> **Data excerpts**
____________

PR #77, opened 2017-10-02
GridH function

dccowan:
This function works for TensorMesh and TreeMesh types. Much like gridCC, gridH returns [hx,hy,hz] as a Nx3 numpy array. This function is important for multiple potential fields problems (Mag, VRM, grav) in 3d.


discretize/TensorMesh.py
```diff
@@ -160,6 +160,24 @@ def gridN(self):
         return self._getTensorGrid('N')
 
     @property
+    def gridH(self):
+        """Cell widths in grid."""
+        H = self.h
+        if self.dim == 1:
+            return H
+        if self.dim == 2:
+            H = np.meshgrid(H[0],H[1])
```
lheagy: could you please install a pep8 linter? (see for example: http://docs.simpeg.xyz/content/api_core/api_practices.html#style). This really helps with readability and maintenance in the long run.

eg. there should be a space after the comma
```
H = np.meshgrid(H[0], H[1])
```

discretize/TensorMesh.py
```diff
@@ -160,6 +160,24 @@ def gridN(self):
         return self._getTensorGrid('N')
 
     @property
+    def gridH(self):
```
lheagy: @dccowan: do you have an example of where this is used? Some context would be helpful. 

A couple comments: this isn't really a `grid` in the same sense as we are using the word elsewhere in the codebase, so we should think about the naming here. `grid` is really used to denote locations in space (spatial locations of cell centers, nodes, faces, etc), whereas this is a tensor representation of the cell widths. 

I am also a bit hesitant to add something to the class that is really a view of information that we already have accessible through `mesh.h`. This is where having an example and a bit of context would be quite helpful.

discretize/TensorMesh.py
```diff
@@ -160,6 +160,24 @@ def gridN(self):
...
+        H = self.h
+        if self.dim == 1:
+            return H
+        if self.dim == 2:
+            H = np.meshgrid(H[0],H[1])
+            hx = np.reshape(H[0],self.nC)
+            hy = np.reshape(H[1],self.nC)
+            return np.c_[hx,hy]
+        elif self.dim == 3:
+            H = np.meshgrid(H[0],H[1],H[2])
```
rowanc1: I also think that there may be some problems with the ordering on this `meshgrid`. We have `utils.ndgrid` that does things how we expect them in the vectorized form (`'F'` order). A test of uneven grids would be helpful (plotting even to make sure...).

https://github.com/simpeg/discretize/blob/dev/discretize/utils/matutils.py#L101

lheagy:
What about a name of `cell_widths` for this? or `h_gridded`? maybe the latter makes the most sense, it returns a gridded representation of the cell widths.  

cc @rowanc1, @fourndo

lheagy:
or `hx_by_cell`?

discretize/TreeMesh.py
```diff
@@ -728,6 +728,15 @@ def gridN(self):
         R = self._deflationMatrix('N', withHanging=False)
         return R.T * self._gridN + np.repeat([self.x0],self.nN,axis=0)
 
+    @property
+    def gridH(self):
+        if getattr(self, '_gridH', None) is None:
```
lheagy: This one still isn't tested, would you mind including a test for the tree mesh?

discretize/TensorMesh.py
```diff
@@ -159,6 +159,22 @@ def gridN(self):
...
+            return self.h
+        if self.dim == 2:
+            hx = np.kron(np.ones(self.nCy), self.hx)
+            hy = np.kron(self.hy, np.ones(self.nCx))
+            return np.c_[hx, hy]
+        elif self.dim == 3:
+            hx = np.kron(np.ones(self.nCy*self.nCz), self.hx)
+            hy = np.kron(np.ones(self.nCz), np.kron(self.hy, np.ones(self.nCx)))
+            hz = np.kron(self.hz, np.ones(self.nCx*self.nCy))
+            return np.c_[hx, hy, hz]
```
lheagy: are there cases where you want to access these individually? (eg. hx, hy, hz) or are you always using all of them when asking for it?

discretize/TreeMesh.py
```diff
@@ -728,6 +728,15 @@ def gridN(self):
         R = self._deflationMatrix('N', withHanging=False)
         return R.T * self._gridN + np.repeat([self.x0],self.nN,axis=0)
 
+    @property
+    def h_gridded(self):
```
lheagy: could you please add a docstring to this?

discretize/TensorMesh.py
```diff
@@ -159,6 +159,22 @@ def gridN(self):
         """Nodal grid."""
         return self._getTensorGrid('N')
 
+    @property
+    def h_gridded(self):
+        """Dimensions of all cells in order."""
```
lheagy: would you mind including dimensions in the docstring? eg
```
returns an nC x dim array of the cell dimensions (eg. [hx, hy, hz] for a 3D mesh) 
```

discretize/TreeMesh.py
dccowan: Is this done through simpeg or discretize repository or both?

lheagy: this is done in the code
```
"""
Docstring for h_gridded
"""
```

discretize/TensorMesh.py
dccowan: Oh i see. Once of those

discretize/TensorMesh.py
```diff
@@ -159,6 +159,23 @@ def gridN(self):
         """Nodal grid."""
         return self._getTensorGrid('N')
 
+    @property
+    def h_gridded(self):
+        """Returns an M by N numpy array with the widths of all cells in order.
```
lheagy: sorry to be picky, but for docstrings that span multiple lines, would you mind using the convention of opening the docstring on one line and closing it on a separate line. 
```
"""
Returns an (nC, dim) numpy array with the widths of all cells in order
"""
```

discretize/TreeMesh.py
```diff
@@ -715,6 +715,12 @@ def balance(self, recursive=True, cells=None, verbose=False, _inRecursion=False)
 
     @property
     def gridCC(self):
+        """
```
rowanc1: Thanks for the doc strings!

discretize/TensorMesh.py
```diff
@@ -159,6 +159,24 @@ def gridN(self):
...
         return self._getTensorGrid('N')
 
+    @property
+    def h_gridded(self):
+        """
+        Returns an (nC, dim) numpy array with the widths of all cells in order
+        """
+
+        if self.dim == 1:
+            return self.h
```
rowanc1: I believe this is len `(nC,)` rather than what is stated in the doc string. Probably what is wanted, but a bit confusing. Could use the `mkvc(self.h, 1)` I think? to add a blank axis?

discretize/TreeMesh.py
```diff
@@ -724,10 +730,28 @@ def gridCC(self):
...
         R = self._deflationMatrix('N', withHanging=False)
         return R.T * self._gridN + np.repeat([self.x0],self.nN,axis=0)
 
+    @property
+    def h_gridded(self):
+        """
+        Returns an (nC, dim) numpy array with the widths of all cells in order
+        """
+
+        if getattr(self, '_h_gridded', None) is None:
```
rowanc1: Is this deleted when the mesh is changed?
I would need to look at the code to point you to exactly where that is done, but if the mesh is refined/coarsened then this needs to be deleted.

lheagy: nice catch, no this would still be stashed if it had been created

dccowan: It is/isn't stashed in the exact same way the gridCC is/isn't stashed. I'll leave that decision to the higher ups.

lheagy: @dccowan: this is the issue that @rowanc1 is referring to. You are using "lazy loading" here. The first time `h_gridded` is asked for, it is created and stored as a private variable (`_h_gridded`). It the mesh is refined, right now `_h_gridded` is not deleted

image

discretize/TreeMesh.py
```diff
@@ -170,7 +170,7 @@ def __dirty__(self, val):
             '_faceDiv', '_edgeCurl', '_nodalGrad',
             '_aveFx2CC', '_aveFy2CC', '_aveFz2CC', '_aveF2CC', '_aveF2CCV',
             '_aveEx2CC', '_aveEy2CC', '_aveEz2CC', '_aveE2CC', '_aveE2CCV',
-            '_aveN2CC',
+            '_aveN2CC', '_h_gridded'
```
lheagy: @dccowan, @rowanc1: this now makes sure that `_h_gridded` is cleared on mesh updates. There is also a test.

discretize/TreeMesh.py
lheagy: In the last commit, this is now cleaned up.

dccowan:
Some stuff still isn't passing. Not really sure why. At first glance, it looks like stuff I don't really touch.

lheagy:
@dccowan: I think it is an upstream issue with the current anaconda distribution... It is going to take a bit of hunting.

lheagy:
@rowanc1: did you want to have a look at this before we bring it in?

____________

> **ASSIGNMENT**
Scan the lines above, and whenever one holds the string "numpy", copy it.

> **RESPONSE AREA**
This function works for TensorMesh and TreeMesh types. Much like gridCC, gridH returns [hx,hy,hz] as a Nx3 numpy array. This function is important for multiple potential fields problems (Mag, VRM, grav) in 3d.
+        """Returns an M by N numpy array with the widths of all cells in order.
Returns an (nC, dim) numpy array with the widths of all cells in order
+        Returns an (nC, dim) numpy array with the widths of all cells in order
+        Returns an (nC, dim) numpy array with the widths of all cells in order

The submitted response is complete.